It was all too apparent that Darnley was unfit for kingship and would never give Mary the vital support that she needed. His arrogance had already alienated the nobility, his loose tongue was a political liability, and he was more interested in the rights and privileges, rather than the duties and obligations, of his position. Although Mary had made every effort to associate him with her in the government of the kingdom, he was not interested in state affairs or the everyday responsibilities of a ruler, and preferred field sports to attending Council meetings. This meant he was not available to sign the official documents that were supposed to bear both his signature and Mary’s, which caused unreasonable delays; in the end Mary had to resort to having a stamp of his signature made, which was held by Rizzio and used in the King’s absence. Mary was now largely shouldering the burden of government alone,8and Darnley’s behaviour was giving her enemies a means of making political capital against her. Moray, in exile, was openly lamenting “the extreme folly of his sovereign” which could only lead to the “utter ruin” of Scotland.9

  Darnley was also disillusioned with his marriage, chiefly because of Mary’s adamant refusal to bestow upon him the Crown Matrimonial, which was the thing he wanted above all else. His resentment continued to fester, not only because he felt he was being denied his proper share of royal authority as Mary’s equal, but also because he had his eye on the crown, which would be his if Mary died childless after having given him the Crown Matrimonial. But, despite his bitter and frequent complaints and remonstrances, the Queen insisted that he was too young and had yet to prove himself worthy of the honour. In truth, she may have feared that his ambitions implied a threat to her sovereign rights and even her life.

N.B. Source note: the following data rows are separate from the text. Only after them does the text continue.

Issue #917, opened 2026-06-21
perf(read): add a benchmark proving >1× concurrent-scan scaling on one SSTableReader (follow-up to #815)


pmcfadin:
> Follow-up to #815 (epic #906).

## Background

#815 removed the `scan_mutex` full-scan serialization and gave each scan its own `ScanCursor`, so concurrent scans on a single `SSTableReader` now run in parallel. It shipped a **correctness** stress test (`test_concurrent_scans_single_reader_are_consistent`: 16 concurrent full scans return identical results on buffered + mmap backends).

The #815 acceptance criteria also noted, as a *nice-to-have*, "ideally a throughput assertion / benchmark shows >1× scaling vs the serialized baseline." That part was deliberately deferred — correctness was proven, but the speedup was not quantified.

## Ask

Add a criterion benchmark (under the existing profiling harness, `./scripts/profile.sh` / `cqlite-core` benches) that:

- Measures aggregate throughput of N concurrent full scans on one `SSTableReader` for N ∈ {1, 2, 4, 8}.
- Reports scaling vs the N=1 baseline, on both the buffered and mmap backends.
- Optionally re-introduces a serialized variant (mutex-guarded) behind the bench only, to show the before/after delta directly.

This gives a durable number for the read-path performance epic and a regression guard against accidentally re-serializing the scan path.

## Notes / caveats

- Expected scaling is sublinear and workload/IO-bound — the goal is to **document** the real curve, not assert a hard multiplier (avoid a flaky timing gate; prefer reporting + a loose lower bound if asserted at all). See the project's flaky-perf-gate history before wiring this into CI.
- Pairs naturally with the #816 io_uring spike, which needs exactly this kind of baseline harness.

## Acceptance criteria

- [ ] Benchmark exists and runs via the profiling harness, covering N concurrent scans on one reader (buffered + mmap).
- [ ] Output reports per-N throughput and scaling vs N=1.
- [ ] Findings (the measured scaling curve) recorded on this issue or in `docs/profiling.md`.

pmcfadin:
Done in #920 (squash `563f3fd1`), merged to `main` with full CI green (33 checks).

[...]

Issue #815, opened 2026-06-17
perf(storage): restore parallel reads on a single SSTableReader (per-scan file handles / positioned reads)


pmcfadin:
> Part of epic #906 (Read-path performance & I/O backend).

## Background

Follow-up to #805 / PR #814.

#805 fixed a correctness bug: `SSTableReader` shares a single underlying file seek-position **and** a `current_chunk_index` counter across all callers, so two threads scanning the same reader concurrently interleaved their seeks/chunk-index advances, corrupting each other's reads (surfaced as `QueryError('Column not found: id')`).

The fix (PR #814) added a `scan_mutex: tokio::sync::Mutex<()>` held for the full lifetime of each scan in `sequential_scan`, `get_all_entries`, `scan_for_key`, and `run_scan_stream`. This makes concurrent scans **correct** but **serializes** them — only one scan per reader runs at a time.

Note: this is not a regression. Concurrent reads were already broken (corrupt) before #814; the mutex trades non-working parallelism for working serialization.

## Problem

Per-reader scans no longer run in parallel. Under multi-threaded read workloads against the same SSTable (e.g. the Python binding's concurrent-query path, or any future parallel scan/merge), throughput is bounded to one scan at a time per reader.

## Proposed direction

Eliminate the shared mutable cursor so scans don't need to serialize:

- Give each scan its **own file handle / reader cursor** (open per scan, or pool), instead of sharing one seek-position, **or**
- Use **positioned reads** (pread-style: `read_at(offset, len)` / `seek_read`) so no scan mutates a shared cursor at all, and decouple `current_chunk_index` from instance state (pass it through the scan, or make chunk lookup stateless/offset-keyed).

Either approach lets the `scan_mutex` be removed (or narrowed to just metadata init) and restores true concurrent reads.

## Acceptance criteria

- [ ] Concurrent scans on one `SSTableReader` run in parallel (no full-scan serialization) while remaining correct.
- [ ] `test_edge_cases.py::TestConcurrentAccess::test_concurrent_queries_from_threads` stays green (and ideally a throughput assertion / benchmark shows >1× scaling vs the serialized baseline).
- [ ] No shared mutable file-position or chunk-index state across concurrent callers (verified by code audit + a stress test).
- [ ] Agent gate passes; memory stays within the <128MB target (watch file-handle / buffer multiplication if opening per-scan handles).

## Scope notes

[...]

PR #1314, opened 2026-06-30
perf(#1143): default Auto disk-access to buffered (not mmap+SEQUENTIAL) — fix read-p99 regression under concurrent write

### LINKED ISSUE #1143: perf regression: read p99 under concurrent write load ~2x worse in v0.12.0 vs interim main (9054734)
## Summary

On a same-machine A/B, **read p99 latency under concurrent write load roughly doubled** between the post-#788/#790 interim main commit `9054734` and the **v0.12.0** tag (`b70a64e8`). A streaming `SELECT *` full-scan reader running alongside an ingest writer sees its p99 go from **~200 µs → ~371 µs** (~1.85×), with the two distributions **not overlapping** across 8 samples.

This is notable because **isolated** scan throughput *improved* ~41% over the same range (full_scan 332k → 470k rows/s). So this looks like a **contention/tail regression** (concurrent read-while-write), not a raw scan-speed regression.

> Reported from the external `cqlite-perf` macro-benchmark harness. The harness source is byte-identical across both measurements — **only the `cqlite-core` git commit changed** — so the harness is ruled out as the cause.

## Evidence (same machine, aarch64 10-core, today)

Workload: `mixed.read_while_write` — 2 writers doing sustained `WriteEngine::write` ingest + 6 readers each running a streaming `execute_streaming("SELECT * FROM perf.basic")` full scan over a static 100k-row S-tier lz4 corpus, conc=8, warmup=0, 10–12s, repeated. Metric is the **reader-side p99** (`custom.read.p99_us`).

| Sample | old `9054734` (µs) | v0.12.0 `b70a64e8` (µs) |
|---|--:|--:|
| 1 | 236,415 | 379,135 |
| 2 | 219,391 | 368,127 |
| 3 | 164,863 | 375,039 |
| 4 | 180,479 | 361,727 |
| **min–max** | **165k – 236k** | **362k – 379k** |

The new version's *minimum* (362k) is well above the old version's *maximum* (236k); the v0.12.0 distribution is also tighter. Mean ~200k → ~371k.

(Note: the companion `mixed.open_loop` read-p99 metric swings too wildly run-to-run on this machine — 157k/365k/550k/621k across versions — to support any claim, so it is **excluded**. The regression claim rests on `read_while_write` only.)

## Not a regression: isolated scan got faster

For contrast, in **isolation** (no concurrent writers) v0.12.0 is clearly faster over the same commit range:

| Read workload (S tier, lz4, 100k rows) | `9054734` | v0.12.0 | Δ |
|---|--:|--:|--:|
| read.full_scan (rows/s) | 332,351 | 469,807 | **+41%** |
| read.clustering_slice (rows/s) | 1,194 | 2,358 | +98% |
| read.wide_partition (rows/s) | 587,038 | 691,117 | +18% |

So the read path itself is healthier; the regression is specifically **under concurrent write load**.

## Bisect range & candidate areas

155 commits in `9054734..v0.12.0` ("the compaction release"). I have **not** root-caused it, but the changes most likely to affect scan tail latency under concurrent flush/compaction pressure are the reader-backend / parallel-read ones:

- `1021577` / `e26df3f` — **feat(reader): size-aware disk-access backend with configurable prefetch (#964)**
- `f5a1317` — perf(storage): restore parallel reads on a single SSTableReader (#815) (#915)
- `563f3fd` — perf(read): concurrent-scan scaling benchmark on a single SSTableReader (#917) (#920)
- `d8381b2` — Partition-targeted lookup for fully-constrained WHERE pk=? (#949) (note: these readers full-scan, not point-lookup, so this is a weaker candidate)

A prefetch/disk-access-backend change is a classic "improves isolated throughput, hurts tail under contention" shape — worth checking first.

## Repro (via cqlite-perf harness)

```
# pin cqlite-core to each commit in turn, then:
cargo run --release -- run --workload mixed.read_while_write \
  --concurrency 8 --warmup 0 --duration 10s --trials 1
# read custom.read.p99_us from reports/<date>/results.jsonl
```

Happy to provide the raw results.jsonl, run on a wider sample, or test a candidate fix branch.

pmcfadin:
Closes #1143.

## Root cause (bisect-confirmed)
#964 (`1021577`/`e26df3f`) added `disk_access_mode: Auto` + `prefetch: Auto` and silently flipped the default backend from **buffered I/O** to **mmap + `MADV_SEQUENTIAL`** for ordinary-sized SSTables. `MADV_SEQUENTIAL` does aggressive read-ahead **plus drop-behind**: with multiple readers full-scanning the same file while writers flush, each reader's drop-behind evicts pages the others still need (page-cache thrash) and read-ahead competes with flush I/O. That is exactly the reported shape — **isolated** scan throughput improved ~41%, but **read p99 under concurrent write load ~doubled** (~200µs → ~371µs). Verified against `git show 9054734:...config.rs`: the pre-#964 default was buffered.

Suspect verdict: #964 **CONFIRMED**; #815 (`f5a1317`), #917 (`563f3fd`), pk=? lookup (`d8381b2`) ruled out.

## Fix
`resolve_disk_access_mode`: `Auto` now resolves to **`Buffered`** for sub-RAM-fraction files (restoring the pre-#964 default) and **`Direct`** only when a file exceeds `direct_io_memory_fraction` (Direct uses its own per-cursor aligned buffer — no shared-page-cache drop-behind). Explicit `Mmap`/`Direct` and the legacy `use_mmap`/`CQLITE_USE_MMAP` opt-in are preserved (legacy promotion now applied **after** Auto resolution so it still works for default configs — fixes a roborev-caught back-compat break).

## Guard
New `cqlite-core/tests/issue_1143_default_disk_access_backend.rs` (run under `scan-offload-guard`) pins the structural invariant the regression turns on: default `Auto` for an ordinary SSTable must NOT resolve to `Mmap`. Proven to FAIL pre-fix, PASS post-fix. A structural invariant is used rather than a p99 assertion because absolute latency is machine-dependent and the tail only manifests under sustained multi-reader+writer load.

## Verification
- `scripts/agent-gate.sh` → **RESULT: PASS** (all components; `file-size` PASS under the documented `CQLITE_ALLOW_FILE_GROWTH=1` ack — this grows 3 pre-existing over-threshold files modestly; a split is out of scope for a targeted contention fix).
- roborev (codex, vs origin/main): **No issues found** (a MEDIUM back-compat finding on the `use_mmap` opt-in was fixed).

## ⚠️ Still needs owner action
End-to-end p99 validation requires the **external `cqlite-perf` harness** (`mixed.read_while_write`, conc=8) — cannot run in-repo. Recommend an A/B (this branch's buffered default vs v0.12.0 mmap default) to confirm read p99 returns toward the ~200µs baseline.

Routing: oracle-driven — no OpenSpec.

### DIFF
--- a/cqlite-core/src/config.rs
+++ b/cqlite-core/src/config.rs
@@ -106,18 +106,25 @@ pub struct StorageConfig {
     ///
     /// Defaults to [`DiskAccessMode::Auto`], which sizes each Data.db file
     /// against system RAM and picks the backend automatically:
-    /// - files below [`Self::mmap_min_size_bytes`] use buffered I/O (mapping a
-    ///   tiny file is not worth the setup cost);
-    /// - files up to [`Self::direct_io_memory_fraction`] of system memory are
-    ///   **memory-mapped**, so repeated scans stay resident in the page cache;
+    /// - files up to [`Self::direct_io_memory_fraction`] of system memory use
+    ///   **buffered I/O** through the OS page cache with ordinary kernel
+    ///   read-ahead — the safe, contention-friendly default;
     /// - files larger than that fraction use **direct I/O** (`O_DIRECT` on
     ///   Linux, `F_NOCACHE` on macOS), which bypasses the page cache so a
     ///   single huge scan does not evict everything else the host has cached.
     ///
+    /// `Auto` deliberately does **not** select memory-mapping (issue #1143):
+    /// mmap with `madvise(MADV_SEQUENTIAL)` read-ahead has aggressive drop-behind
+    /// that thrashes the shared page cache when multiple readers scan the same
+    /// file while a writer flushes, roughly doubling read p99 under concurrent
+    /// write load even though it speeds up an *isolated* scan. Use mmap only when
+    /// you ask for it explicitly.
+    ///
     /// Set an explicit [`DiskAccessMode::Buffered`], [`DiskAccessMode::Mmap`],
     /// or [`DiskAccessMode::Direct`] to override the heuristic. The legacy
     /// [`Self::use_mmap`] flag still forces mmap when `Auto` would otherwise
-    /// pick buffered, for backward compatibility.
+    /// pick buffered, for backward compatibility (and for the repeated-rescan
+    /// workload mmap was built for).
     ///
     /// Can also be set at runtime via `CQLITE_DISK_ACCESS_MODE`
     /// (`auto` / `buffered` / `mmap` / `direct`).
@@ -125,7 +132,7 @@ pub struct StorageConfig {
     pub disk_access_mode: DiskAccessMode,
 
     /// Fraction of total system memory above which [`DiskAccessMode::Auto`]
-    /// switches a file from memory-mapped to direct I/O. Defaults to `0.5`
+    /// switches a file from buffered to direct I/O. Defaults to `0.5`
     /// (half of RAM). Clamped to `(0.0, 1.0]`; values outside that range fall
     /// back to the default. Ignored when system memory cannot be determined
     /// (in which case `Auto` never escalates to direct I/O).
--- a/cqlite-core/src/storage/sstable/reader/mod.rs
+++ b/cqlite-core/src/storage/sstable/reader/mod.rs
@@ -428,17 +428,8 @@ impl SSTableReader {
 
         let file_size = tokio::fs::metadata(path).await?.len();
 
-        // The explicit mode comes from env > config. The legacy `use_mmap` flag
-        // is folded in by promoting an otherwise-`Buffered` request to `Mmap` so
-        // the old opt-in keeps working (`Auto` and explicit non-buffered modes
-        // are left untouched, so a real backend decision always wins).
+        // The explicit mode comes from env > config.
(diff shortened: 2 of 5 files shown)


pmcfadin:
Closing per owner decision. The external `cqlite-perf` harness A/B (warmed, order-alternated, real tier-S 100k LZ4 corpus) **disproves this approach**: Auto→Buffered makes #1143 *worse*, not better — read ~10.5 scans/s / p99 ~655ms (~3.6× baseline) vs current main ~20.6 / ~375ms (~2.1×) and baseline `9054734` ~41.8 / ~181ms. Buffered `read()` syscalls + buffer copies contend with writer I/O under load; mmap faults stay cheap under contention. The in-repo bench-gate red was correct signal (the +74% magnitude is a cache-resident micro-fixture artifact). Root cause was plausible-but-wrong; the disk backend is NOT the #1143 lever. #1143 stays OPEN — redirect to the post-#1265 residual (windowed-scan handoff batching + per-row alloc churn: build_row_from_scan / HashMap<String,Value> / to_lowercase / CqlType::parse), with an explicit external-harness p99 acceptance bar. Branch retained on the closed PR for reference.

  Darnley’s other cause for grievance was Rizzio, whom he blamed for Mary’s obstinacy over the Crown Matrimonial. Rizzio had been Darnley’s friend, but as Darnley’s credit with Mary declined, Rizzio’s increased and he came to enjoy the political influence that should have been Darnley’s, which aroused the latter’s bitter resentment and jealousy and put an end to the friendship. Daily, the Queen showed more and more favour to the upstart Italian and spent many of her leisure hours with him, sometimes making music or playing cards late into the night. It was unwise but understandable: her husband was a disappointment and she could not trust most of the Lords who should have been in attendance as her chief advisers, so in her isolation she turned to the faithful Rizzio, in whose lively and witty company she could relax and on whose advice she was beginning to rely heavily.

  Yet there were those, Randolph among them, who suspected that her relationship with Rizzio was more than that of monarch and secretary. Darnley, given his wife’s behaviour, had every reason to share his suspicions, and certainly did. Randolph was a hostile witness, and although he referred to Rizzio as “a filthy wedlock breaker” who indulged with Mary in “such filthy behaviour whereof I am ashamed to speak,” there is no conclusive contemporary evidence that Mary and Rizzio were in fact lovers, although circumstantial evidence makes it a possibility. What is more important is that many people believed, or affected to believe, that they were.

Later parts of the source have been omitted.